Collation and International Terminology

SQL Server Setup

Collations in SQL Server provide sorting rules, case, and accent sensitivity properties for your data. Collations that are used with character data types such as char and varchar dictate the code page and corresponding characters that can be represented for that data type. Whether you are installing a new instance of SQL Server, restoring a database backup, or connecting server to client databases, it is important that you understand the locale requirements, sorting order, and case and accent sensitivity of the data you will be working with.

When you select a collation for your server, database, column, or expression, you are assigning certain characteristics to your data that will affect the results of many operations in your database. For example, when you construct a query by using ORDER BY, the sort order of your result set might be dependent on the collation that is applied to the database or dictated in a COLLATE clause at the expression level of the query.

A collation can contain any or all of the following characteristics:

  • Case sensitivity
  • Accent sensitivity
  • Kana sensitivity
  • Width sensitivity

To best use collation support in SQL Server, you must understand the terms that are defined in this topic, and how they relate to the characteristics of your data.

Terms

Collation

A collation specifies the bit patterns that represent each character in a data set. Collations also determine the rules that sort and compare data. SQL Server supports storing objects with different collations in a single database. For non-Unicode columns, the collation setting specifies the code page for the data and which characters can be represented. Data that is moved between non-Unicode columns must be converted from the source code page to the destination code page.

Transact-SQL statement results can vary when the statement is run in the context of different databases that have different collation settings. If it is possible, use a standardized collation for your organization. This way, you do not have to explicitly specify the collation in every character or Unicode expression. If you must work with objects that have different collation and code page settings, code your queries to consider the rules of collation precedence. For more information, see Collation Precedence (Transact-SQL).

The characteristics of a collation are language sensitivity, case sensitivity, accent sensitivity, Kana-sensitive, and width sensitivity.

SQL Server collations include the following collation sets:

Windows collations

Windows collations define rules for storing character data that are based on an associated Windows system locale. For a Windows collation, comparison of non-Unicode data is implemented by using the same algorithm as Unicode data. The base Windows collation rules specify which alphabet or language is used when dictionary sorting is applied, and the code page that is used to store non-Unicode character data. Both Unicode and non-Unicode sorting are compatible with string comparisons in a particular version of Windows. This provides consistency across data types within SQL Server, and it also lets developers sort strings in their applications by using the same rules that are used by SQL Server. For more information, see Collation Settings in Setup.

Binary collations

Binary collations sort data based on the sequence of coded values that are defined by the locale and data type. They are case sensitive. A binary collation in SQL Server defines the locale and the ANSI code page to be used. This enforces a binary sort order. Because they are relatively simple, binary collations help improve application performance. For non-Unicode data types, data comparisons are based on the code points that are defined in the ANSI code page. For Unicode data types, data comparisons are based on the Unicode code points. For binary collations on Unicode data types, the locale is not considered in data sorts. For example, Latin_1_General_BIN and Japanese_BIN yield identical sorting results when they are used on Unicode data.

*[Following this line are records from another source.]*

PR #2067, opened 2022-11-07
Fix a few things regarding EC, await, and thread pool local queuing

kouvel:
- Modified to send EC value change notifications in some transitions between a green thread and the OS thread, as some of those notifications can take effect on the OS thread. Currently this includes exiting a green thread, yield, and resume. It currently doesn't cover transitions to the OS thread for fcalls/pinvokes.
- Updated to have await and task continuations run as a green thread when the previous task ran as a green thread. Added a green thread task scheduler. Currently it creates new green threads for continuations, which can probably be improved.
- Fixed local queuing to the thread pool while running as a green thread to actually queue locally. Replaced the thread pool thread-static field with a field on the thread object, along with adding a way to get the OS thread object.
- Disabled a few tests that appear to be crashing at various places frequently or occasionally, which seem unrelated to these changes

Closes https://github.com/dotnet/runtimelab/issues/2016, though there are probably things to improve.


kouvel:
cc @davidwrighton @stephentoub

davidwrighton:
Looks good. I've merged my stack fix, could you merge that in, and see if you can avoid disabling so many tests?

kouvel:
It looks like `executioncontext\FlowTest` is still crashing occasionally in Checked builds and more frequently in Debug builds on my machine, even without this change. I have enabled all of the other tests, which seem to be passing now.

kouvel:
Think I've found the issue, I'll put up a fix and reenable FlowTest after this is merged

kouvel:
Some of the new tests are failing after https://github.com/dotnet/runtimelab/pull/2079, I think I'll go ahead and merge this change since the failures are unrelated.

PR #2070, opened 2022-11-08
Fix stack corruption bug on green threads

davidwrighton:
- Caused by windows updating the stack limit in the TEB while expanding the OS stack.
- This isn't an ideal fix, but it seems to work for now


davidwrighton:
@kouvel, @cshung I think this is the issue which was breaking the flow test in recent builds.

kouvel (approved):
Nice!

Issue #2072, opened 2022-11-09
[NativeAOT-LLVM] Split RyuJit backend code into different files


SingleAccretion:
As the NativeAOT-LLVM's RyuJit backend grows, it will eventually become untenable for all of the code to live in one `llvm.cpp` file. I propose to split the code in the somewhat near future, to avoid having to do that down the road, when there will be more of it.

The proposed changes (and file names) are modeled against similar files for non-WASM backends:
1) General-purpose utilities specific to LLVM-based compilation (e. g. "does this local need to exist on the shadow stack"): stay in `llvm.cpp`, in the `Llvm` class (as it exists today).
2) Things related to the type system (type descriptors, field descriptors, `XYZtoLLVMtype` methods): move to `llvmtypes.cpp`, (but stay part of the `Llvm` class, possibly as `static` methods)
3) Lowering: `lowerllvm.cpp`, in a new `LowerLlvm` class.
4) Codegen: `codegenllvm.cpp`, in a new `CodegenLlvm` class.

I think it is reasonable for the header file to remain singular (i. e. `llvm.h`) for now (it will be straightforward to split it in the future if needed).

Also, it could be better to name lower/codegen files `llvmlower.cpp`/`llvmcodegen.cpp`, so that everything shares a common prefix (I don't have a strong opinion on this).

@yowl thoughts? I will do this if you agree it is a good idea (which it may not necessarily be, considering the risk of conflicts etc).

yowl:
I like this.  Prefix of `llvm` for the files would be my preference.

SingleAccretion:
I will consider this done for now. Initially I wanted to split lowering and codegen into different classes, but will defer that for the time being. Doing it will not be as disruptive as moving code across files.

PR #2077, opened 2022-11-10
[NativeAOT-LLVM] Split RyuJit backend into multiple files

SingleAccretion:
First part of #2072:

1) Group functions in `llvm.h`.
2) Move them to different files (with declaration order same as implementation order).
3) Enclose all of the custom Jit-EE interface functions in wrappers for easier future refactorings (inevitable if we want to support parallel compilation).
4) Minor dead code cleanup / comment fixes.

Since this is already pretty much irreviewable, the class split was left for a different change.

cc @yowl


src/coreclr/jit/llvmcodegen.cpp
```diff
@@ -0,0 +1,1714 @@
...
+    if (isLlvmFrameLocal(varDsc))
+    {
+        llvmRef = _builder.CreateLoad(m_allocas[lclNum]);
+    }
+    else if (_localsMap->find({lclNum, ssaNum}) == _localsMap->end())
+    {
+        if (varDsc->lvLlvmArgNum != BAD_LLVM_ARG_NUM)
+        {
+            // TODO-LLVM: we dont handle this yet
+            if (_info.compRetBuffArg != BAD_VAR_NUM)
```
SingleAccretion, line 454: By the way, all of the handling of return buffers can just be deleted, since we have a purely "by-value" (to the frontend) ABI now.

yowl:
Thanks, this looks much better than before.

PR #2078, opened 2022-11-11
Comment out the new frame in FirstFrameInGreenThreadCpp for now

kouvel:
- Yields appear to be failing (returning false) with that frame, seems to have started happening after be2df4a1e76cc1e44d9b1b702812232145982edd
- Commented out the push/pop of the new frame for now


kouvel:
CC @cshung @davidwrighton

davidwrighton (approved):

PR #2084, opened 2022-11-14
[NativeAOT-LLVM] Enable `lvaTableDump` for WASM

SingleAccretion:
And clean up the `target.h` situation as well (i. e. delete everything but the bare necessities).

We will now dump the shadow stack layout after building it:
```scala
Locals after shadow stack layout:
; Tentative local variable assignments
;
;* V00 arg0         [V00    ] (  0,  0   )     int  ->  zero-ref    class-hnd single-def
;  V01 arg1         [V01,T04] (  1,  0.50)     ref  ->  [SS+00H]   class-hnd single-def
;  V02 arg2         [V02,T03] (  1,  1   )     ref  ->  [SS+04H]   class-hnd single-def
;  V03 arg3         [V03,T02] (  2,  1.50)     ref  ->  [SS+08H]   class-hnd single-def
;  V04 tmp0         [V04,T01] (  3,  2   )     int  ->  [SS+00H]
;  V05 tmp1         [V05,T00] (  3,  6   )     ref  ->  [SS+0CH]   class-hnd exact "Single-def Box Helper"
;  V06 rat0         [V06    ] (  1,  1   )     int  ->  [SS+00H]   "shadowstack"
;  V07 rat1         [V07    ] (  1,  1   )     int  ->  [SS+00H]   "returnslot"
```
(One can notice a couple locals there don't actually go on the shadow stack, but it is good enough for now)


SingleAccretion:
cc @yowl

yowl:
Nice!

PR #373, opened 2025-08-13
build(pyproject): add dnspython to requirements

rikvl:
I think this gives a dependency on `dnspython`
https://github.com/radiocosmology/draco/blob/7307bfb2b3a613daddb8ecc73069ca2efd8b0004/draco/core/misc.py#L376


rikvl:
(Ran into this when trying to run `caput-pipeline` on Fir)

PR #381, opened 2025-10-04
Static frequency mask estimation from visibility data

ljgray:
The overall goal of this PR is to implement a task to come up with a static RFI mask from visibility data directly, without having to rely on a hard-coded set of bad channels.

This produces a flagging metric by reducing over baselines using the existing `ReduceChisq` code as follows:
- The chi2 is computed over cross-pol baselines only, and excludes baselines < 5 meters.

Binary collations in previous versions of SQL Server compared the first character as WCHAR, followed by a byte-by-byte comparison. For backwards compatibility reasons, existing binary collation semantics will not be changed.

Binary collations in this release of SQL Server include a set of pure code-point comparison collations. You can migrate to the binary collations to take advantage of true code-point comparisons. Youo should use binary collations to develop new applications. The BIN2 suffix identifies collation names that implement the new code-point collation semantics. There is also a comparison flag that corresponds to BIN2 for the new binary sort. For more information, see Guidelines for Using BIN and BIN2 Collations.

SQL Server

SQL Server collations (SQL_*) provide sort order compatibility with earlier versions of SQL Server. The dictionary sorting rules for non-Unicode data are not compatible with any sorting routine that is provided by Windows operating systems. However, sorting Unicode data is compatible with a particular version of Windows sorting rules. Because SQL Server collations use different comparison rules for non-Unicode and Unicode data, you will see different results for comparisons of the same data, depending on the underlying data type. For more information, see Using SQL Server Collations.

Note:
When you upgrade an English-language instance of SQL Server, SQL Server collations (SQL_*) can be specified for compatibility with existing instances of SQL Server. Because the default collation for an instance of SQL Server is defined during setup, it is important to specify collation settings carefully when the following are true:

  • Your application code depends on the behavior of previous SQL Server collations.
  • You are going to use SQL Server replication with existing installations of SQL Server 6.5 or SQL Server 7.0.
  • You must store character data that reflects multiple languages.

Setting collations are supported at the following levels of an instance of SQL Server:

Server-level collations

The default collation is set during SQL Server setup, and also becomes the default collation of the system databases. Note that Unicode-only collations cannot be selected during SQL Server setup because they are not supported as server-level collations.

After a collation has been assigned to any object other than a column or a database, you cannot change the collation except by dropping and re-creating the object. Instead of changing the default collation of an instance of SQL Server, you can specify the collation at the time you create a new database or database column.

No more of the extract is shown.